Seutas senyum mengembang menghiasi wajah Albercio. Sepasang matanya lekat-lekat memandangi Bebi dari belakang. Dia tau, Bebi itu pasti merasa ... semacam takjub dan kaget dengan suasana kamar hotel yang dipesannya. Sebenarnya dia sendiri juga gak nyangka kalo semua kamar di hotel ini udah penuh terpesan. Bahkan ada beberapa lantai yang sengaja di booking oleh pengunjung.
Albercio melangkahkan kakinya mendekat dan berhenti tepat di belakang tubuh Bebi. Kedua lengan kekarnya terjulur dan merangkum tubuh cewek itu begitu aja dan dia sangat menyadari perubahan gestur tubuhnya yang langsung berubah dengan rangkulannya ini. "Gimana, suka?" Albercio merangkul bahu Bebi dari belakang dan menyenderkan kepalanya di bahu cewek itu. "Kamar dengan twin bednya full booked. Tinggal tersisa kamar ini. Maaf ya."
"Ah palingan cuma alasan lo. Tempo hari di Bali juga lo bilang gitu. Ya kan?", sahut Bebi bete. "By the way, bisa tolong lepasin gak? Gue ... Gue gak bisa nafas."
*
Bebi langsung takjub begitu pintu kamar terbuka. Sejauh matanya memandang, suasana kamar ini cuma bernilai tiga kata - mewah, nyaman, dan wow. Bebi melangkahkan kakinya menyusuri ruangan ala room tour. Dan untuk kesekian kalinya, Albercio membuktikan ucapannya. Pelican Villas Resort adalah yang terbaik yang dipilih cowok itu.

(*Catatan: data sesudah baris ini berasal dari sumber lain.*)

PR #1148, opened 2018-09-24
Add non-normative schemas to repository

dauwhe:
I've copied the 31 schemas over to 32, and updated the link to the schemas in the package doc. 

I have not made any edits to the schema themselves.


mattgarrish:
I'd actually suggest starting from the 3.0.1 schemas. This revision is basically a reversal of most of the schema changes that were done in 3.1, so the 3.0.1 schemas will be closer to valid out of the box.

dauwhe:
@mattgarrish I've updated the PR to use the 30 schemas for packages. It seems the 31 schemas make sense for OCF so that they include compression?

mattgarrish:
Sure, makes sense. I was thinking mostly of all the changes to the packages rnc and sch files that now have to be walked back and schematron deprecation messages put in place instead.

Issue #2835, opened 2025-11-27
`creator` of an annotation can be a software agent


gautierchomel:
### Section

https://w3c.github.io/epub-specs/epub34/annotations/#1-1-annotation-object

### Describe the problem

Currently, we describe `creator` as follows : 
> The creator of the annotation. This may be either a human or an organization.

The W3C Web Annotation Data Model defines creator as 
> The agent responsible for creating the resource. This may be either a human, an organization or a software agent.

Software agent can provide analysis, point most probable errors or even making wording shift proposals. 

### Describe the fix or new feature you propose

Use W3C Web annotation Data model description.

llemeurfr:
I can understand that a software agent may automatically annotate a publication. 
In such a case, I'd like a use case to be created for expressing the business case. 

If we go there, we must make a clear distinction between such a machine (usually an AI system) and the software on which annotations are imported, processed, and exported from (e.g. Thorium Reader). The latter is already defined as the generator of the AnnotationSet.  

If such a case the Creator's type will become "Type of creator. It MUST be "Person", "Organization" or "Software"."

"Software" is the value defined by the W3C Annotation Model.

gautierchomel:
I am not sure whether this is a new use case or belongs to [Annotations used in the publishing workflow](https://w3c.github.io/epub-specs/wg-notes/annotations-ucr/#annotations-used-in-the-publishing-workflow).

gautierchomel:
Both commits are identical; I had a surprise while publishing my branch and ended up with two similar commits.

iherman:
This was discussed during the [pmwg meeting on 18 December 2025](https://w3c.github.io/pm-wg/minutes/2025-12-18-ann.html#e751).

<details><summary><i>View the transcript</i></summary>

<h3>issue <a href="https://github.com/w3c/epub-specs/issues/2835" rel="noopener noreferrer">#2835</a>: <a href="https://github.com/w3c/epub-specs/issues/2835" rel="noopener noreferrer">w3c/<wbr>epub-specs#2835</a></h3>
<p><cite>LaurentLM:</cite> This is a request to add a software agent as creator of an annotation</p>
<p><cite>gautierchomel:</cite> We already discussed with DAISY, there use cases where we might want these displayed as a set<br>
<span>… and you may have tools that generate annotations, e.g a tool from ACE</span><br>
<span>… So it would be good show this to the user</span></p>
[...]

PR #2856, opened 2025-12-17
Use case regarding software as creator of annotations

gautierchomel:
Following up discussions in #2835


iherman:
I do not know whether such tools exist, but it makes sense to me.

gautierchomel:
This should be merged as the corresponding has been added to https://w3c.github.io/epub-specs/epub34/annotations/#1-2-creator

PR #2861, opened 2025-12-18
Updated some erroneous illustrations for EPUB 3.3

### LINKED ISSUE #2845: Incorrect examples in synthetic spreads section
### Section

https://www.w3.org/TR/epub-33/#spread

### Describe the problem

Examples 58, 59, and 60 all show 3 pages of content turning into 4 pages when spreads are enabled. It appears the intent is to duplicate the right hand page of a spread as the left hand page of the next spread.

Rework the sample to show spreads as [1,2], [3,-] instead of [1,2], [2,3].

iherman:
This is to fix #2845 : the three illustrations, and their alt text descriptions, are updated.

Note that this change _is for the EPUB 3.3 only_. In the EPUB 3.4 case some of these illustrations might become moot (because the relevant property may be declared as outdated). Furthermore, completely new illustrations may have to be used, because xkcd example has only three panels, which is not the best option. However, we have the obligation to handle errors in EPUB 3.3, hence this PR.


iherman (commented):
Once merged, we will have to go through a Recommendation update. This is a purely editorial change, so it should not create process issues.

Beberapa meter dari pintu ada sebuah ranjang berukuran king size dengan seprei berwarna putih lengkap dengan bed cover berwarna krem, yang kiri kanan tempat tidur tersebut dipercantik dengan meja-meja kecil nan imut serta dua buah lampu meja di masing-masing meja. Lalu, di pojok ruangan kamar ada kamar mandi dengan dua ruang khusus ; satu ruangan sebagai toilet lengkap dengan wastafel cantiknya dan satu ruangan lagi khusus shower yang dilengkapi dengan bath up dan dilapisi dengan pintu kaca. Kemudian, di selatan tempat tidur ada sebuah sofa 2 seater berwarna krem dengan dua buah bantal berukuram 40 x 40 cm yang menghadap ke arah led tv yang tergantung di dinding. Dan bonusnya, Bebi bisa menikmati hamparan laut biru langsung dari jendela kamarnya
"Gimana, suka?" Alberci merangkul bahu Bebi dari belakang dan menyenderkan kepalanya di bahu cewek itu. "Kamar dengan twin bednya full booked. Tinggal tersisa kamar ini. Maaf ya?"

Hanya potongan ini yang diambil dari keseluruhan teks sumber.